Nonostante missioni di quel genere non fossero ordinarie per la donna guerriero, ella non avrebbe, quindi e comunque, potuto rimproverarsi nulla in merito a quanto compiuto. In effetti si ritrovava solitamente ad essere impiegata in incarichi di natura ben diversa, probabilmente più consoni per lei, per la sua natura, quali feroci battaglie o recuperi di reliquie perdute, lasciando operazioni di spionaggio o infiltrazione ad altre mercenarie, più adatte ed esperte in tali settori, come lo sarebbe stata, in maniera esemplare, Carsa Anloch, una sua recente compagna di ventura. Ma del resto, Midda non aveva accolto tale compito per pura soddisfazione personale, come era altresì solita fare nel rifiutare ogni proposta che non fosse in grado di allettarla, ponendosi forte della propria fama, della notorietà del proprio nome, al punto tale da concederle tanto privilegio nonostante la sua professione. L'assolvimento di quell'incarico si poneva, al contrario, quale compenso richiesto dal suo mecenate per un favore concessole tempo prima, per l'utilizzo di un prezioso bene in suo possesso e, in conseguenza dei propri principi personali, di quei valori che da sempre ne avevano guidato i passi attraverso il mondo, ella non avrebbe potuto rifiutare i termini impostile, soprattutto dove essi non si fossero posti in contrasto con la propria libertà personale, in violazione di quelle stesse norme che ne avevano forzato il destino verso simile direzione. Dove egli non aveva posto esitazione di sorta ad offrirle il proprio aiuto quando necessario, quando richiesto, così ella non avrebbe potuto averne nell'accontentare quel suo desiderio, quella sua volontà.
Lord Brote, uno dei mecenati con cui più spesso aveva avuto a che fare negli ultimi anni, le aveva domandato il gioiello più prezioso di tutta Y'Shalf ed ella aveva accettato, pur non avendo ancora all'epoca piena consapevolezza sull'esatta natura di simile missione: in ciò, ovviamente, la donna guerriero era stata non solo spronata dalla propria necessità, ma anche dalla volontà di un'avventura oltre il confine di guerra, in quella terra nella quale da tanti anni non aveva più posto i propri passi. Innegabile fu, però, una certa riluttanza in lei nel momento in cui venne definito in maniera inequivocabile il dettaglio della sua missione, di quel recupero da compiersi in terra straniera: ormai ella si era trovata in gioco ed non avrebbe mancato di portare a termine anche quell'incarico, con la stessa efficienza per la quale era divenuta tanto nota.

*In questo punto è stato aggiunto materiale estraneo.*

PR #573, opened 2025-06-30
feat: add support for dynamic gas fee

ThomasRalee:
## Summary by CodeRabbit

* **New Features**
  * Transaction fee calculations now use a dynamically fetched base fee from the blockchain, ensuring more accurate and up-to-date gas price estimates.
* **Bug Fixes**
  * Improved logic for fee estimation when accounts do not have a public key, resulting in more reliable transaction broadcasting in those scenarios.

### DIFF
--- a/packages/utils/src/helpers.ts
+++ b/packages/utils/src/helpers.ts
@@ -146,10 +146,10 @@ export const getStdFeeFromObject = (args?: {
           .toFixed(),
       },
     ],
+    gas: new BigNumberInBase(gasNormalized).toFixed(),
     payer /** for Web3Gateway fee delegation */,
     granter,
     feePayer,
-    gas: new BigNumberInBase(gasNormalized).toFixed(),
   }
 }
 
--- a/packages/utils/src/helpers.ts
+++ b/packages/utils/src/helpers.ts
@@ -3,8 +3,8 @@ import {
   DEFAULT_GAS_LIMIT,
   DEFAULT_GAS_PRICE,
 } from './constants.js'
-import BigNumberInBase from './classes/BigNumber/BigNumberInBase.js'
 import BigNumberInWei from './classes/BigNumber/BigNumberInWei.js'
+import BigNumberInBase from './classes/BigNumber/BigNumberInBase.js'
 import { Awaited } from './types.js'
 
 export const sleep = (timeout: number): Promise<void> =>
@@ -42,8 +42,8 @@ export const awaitForAll = async <T, S>(
 
 export const splitArrayToChunksThrow = <T>({
   array,
-  chunkSize,
   filter,
+  chunkSize,
 }: {
   array: Array<T>
   chunkSize: number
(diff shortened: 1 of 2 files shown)


packages/utils/src/helpers.ts
```diff
@@ -145,10 +146,10 @@ export const getStdFeeFromObject = (args?: {
           .toFixed(),
       },
     ],
-    gas: new BigNumberInBase(gasNormalized).toFixed(),
     payer /** for Web3Gateway fee delegation */,
     granter,
     feePayer,
+    gas: new BigNumberInBase(gasNormalized).toFixed(),
```
bangjelkoski: This change will break some wallets, the `signDoc` that we pass to Ledger using the legacy `amino` approach requires these to be sorted in the way that we have them right now.

packages/wallets/wallet-core/src/broadcaster/MsgBroadcaster.ts
```diff
@@ -1063,6 +1070,40 @@ export class MsgBroadcaster {
...
+      | string
+      | {
+          granter?: string
+          feePayer?: string
+          gasPrice?: string
+          gas?: string | number
+        },
+  ) {
+    const client = new ChainGrpcTxFeesApi(this.endpoints.grpc)
+    const baseFee = (await client.fetchEipBaseFee()).baseFee
```
bangjelkoski: We should fallback to the default one if the API call doesn't work

packages/wallets/wallet-core/src/broadcaster/MsgBroadcaster.ts
```diff
@@ -1063,6 +1070,40 @@ export class MsgBroadcaster {
...
+
+    if (!args) {
+      return getStdFee(baseFee ? { gasPrice: baseFee } : {})
+    }
+
+    if (typeof args === 'string') {
+      return getStdFee({
+        ...(baseFee && {
+          gasPrice: new BigNumberInBase(baseFee).plus(1).toFixed(),
```
bangjelkoski: whats up with the `plus(1)`?

bangjelkoski (changes requested):

packages/wallets/wallet-core/src/broadcaster/MsgBroadcaster.ts
```diff
@@ -1081,7 +1080,8 @@ export class MsgBroadcaster {
         },
   ) {
     const client = new ChainGrpcTxFeesApi(this.endpoints.grpc)
-    const baseFee = (await client.fetchEipBaseFee()).baseFee
+    const baseFee =
```
bangjelkoski: this is not good, what if the request fails and this throws an error? This while function will fail. There should be a try and catch somewhere here

bangjelkoski (changes requested):

bangjelkoski (approved):

PR #612, opened 2026-01-05
fix: allow passing grpc options into client classes

billyjacoby:
## Summary by CodeRabbit

* **New Features**
  * Support for additional gRPC web transport configuration options.

* **Improvements**
  * Lazy initialization of gRPC clients for reduced startup overhead and improved resource usage.
  * Centralized handling of transport metadata to streamline request behavior.

* **Chores**
  * Bumped package versions to 1.17.3-alpha.0.
  * Consolidated and refactored proto build scripts and packaging layout.

<sub>✏️ Tip: You can customize this high-level summary in your review settings.</sub>


packages/sdk-ts/src/utils/grpc.ts
```diff
@@ -39,4 +27,4 @@ export const getGrpcWebTransport = (
 /**
  * Re-export GrpcWebFetchTransport for direct use
  */
-export { GrpcWebFetchTransport }
+export { GrpcWebFetchTransport, type GrpcWebTransportAdditionalOptions }
```
ThomasRalee: Lets move type GrpcWebTransportAdditionalOptions into the type folder `/injective-ts/packages/sdk-ts/src/types/grpc.ts`

we should also re-export this from the `/injective-ts/packages/sdk-ts/src/types/index.ts` file

packages/sdk-ts/src/client/base/BaseGrpcConsumer.ts
```diff
@@ -17,19 +18,20 @@ export default class BaseGrpcConsumer {
...
     this.metadata = map
-    // Recreate transport with new metadata
+    // Recreate transport with new metadata, preserving existing options
     this.transport = new GrpcWebRpcTransport(this.endpoint, {
-      headers: this.metadata,
+      ...this.options,
+      meta: this.metadata,
     })
     return this
   }
```
ThomasRalee, line 45: Instead of passing options through super in every Class, it'll be simpler if we just reuse the setMetadata function here.

So the implementation would look something like this:

```
export type GrpcMetadataOptions = {
  metadata?: Record<string, string>
  options?: GrpcWebTransportAdditionalOptions
}

public setMetadata(metadataOptions: GrpcMetadataOptions) {
    this.options = metadataOptions.options
    this.metadata = metadataOptions.metadata
    // Recreate transport with new metadata, preserving existing options
    this.transport = new GrpcWebRpcTransport(this.endpoint, {
      meta: this.metadata,
      options: this.options,
    })

    return this
  }
  ```

```
export const indexerAuctionApi = new IndexerGrpcAuctionApi(
  ENDPOINTS.indexer
).setMetadata({
  metadata: { Referer: HTTP_REFERRER },
  options: ....
})
```

File: vitest.config.ts [hunk 3]
```diff
@@ -172,20 +172,20 @@ export default defineConfig({
...
         __dirname,
-        'protoV2/indexer/proto-ts/esm/generated',
+        'protoV2/indexer/proto-ts/generated',
       ),
       '@injectivelabs/indexer-proto-ts-v2/generated/injective_exchange_rpc_pb':
         join(
           __dirname,
-          'protoV2/indexer/proto-ts/esm/generated/injective_exchange_rpc_pb.mjs',
+          'protoV2/indexer/proto-ts/generated/injective_exchange_rpc_pb.js',
         ),
```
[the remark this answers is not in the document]
ThomasRalee: this is already fixed, can you verify?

« Sono M'Aydah… l'intendente ha chiesto di me. » comunicò alle due guardie poste all'ingresso della tenda del responsabile di tutto l'harem, nel presentarsi al loro cospetto dopo essersi liberata dei panni lavati.

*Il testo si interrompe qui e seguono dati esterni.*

PR #626, opened 2026-03-19
fix(eslint): preserve enum export and values in fixer

Ocheretovich:
avoid exporting non-exported enums and preserve original member values

## Summary by CodeRabbit

* **Bug Fixes**
  * Enum conversion now preserves export keywords so exported and non-exported enums are handled correctly.
  * Generated enum member values retain their original name casing rather than being lowercased.
  * Conversion now targets the correct declaration form for exported enums, ensuring replacements apply to the intended code region.

### DIFF
--- a/scripts/eslint-rules/no-enum.js
+++ b/scripts/eslint-rules/no-enum.js
@@ -30,14 +30,14 @@ export default {
         const parentNode = node.parent
         const isExported =
           parentNode && parentNode.type === 'ExportNamedDeclaration'
-        const exportKeyword = isExported ? '' : 'export '
+        const exportKeyword = isExported ? 'export ' : ''
 
         // Get the enum members
         const members = node.members.map((member) => {
           const key = member.id.name
           const value = member.initializer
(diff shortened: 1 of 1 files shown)


scripts/eslint-rules/no-enum.js
```diff
@@ -30,14 +30,14 @@ export default {
...
           parentNode && parentNode.type === 'ExportNamedDeclaration'
-        const exportKeyword = isExported ? '' : 'export '
+        const exportKeyword = isExported ? 'export ' : ''
 
         // Get the enum members
         const members = node.members.map((member) => {
           const key = member.id.name
           const value = member.initializer
             ? sourceCode.getText(member.initializer)
-            : `'${key.toLowerCase()}'`
```
ThomasRalee, line 40: Any reason why we want to remove `.toLowerCase()` ?

Ocheretovich: To preserve the original enum member value. Using toLowerCase() was changing it unexpectedly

« Sei in ritardo. » commentò uno degli eunuchi, osservandola con meno benevolenza rispetto al collega che aveva accolto la mercenaria al suo ritorno all'harem.
« Domando perdono. » ammise ella, chinando il capo dinnanzi a quelle tre semplici parole, comprendendo come non avrebbe potuto evitarle per quanto, umanamente, le fossero venute a noia.
« Avanza… » le concesse la guardia, con un cenno del capo.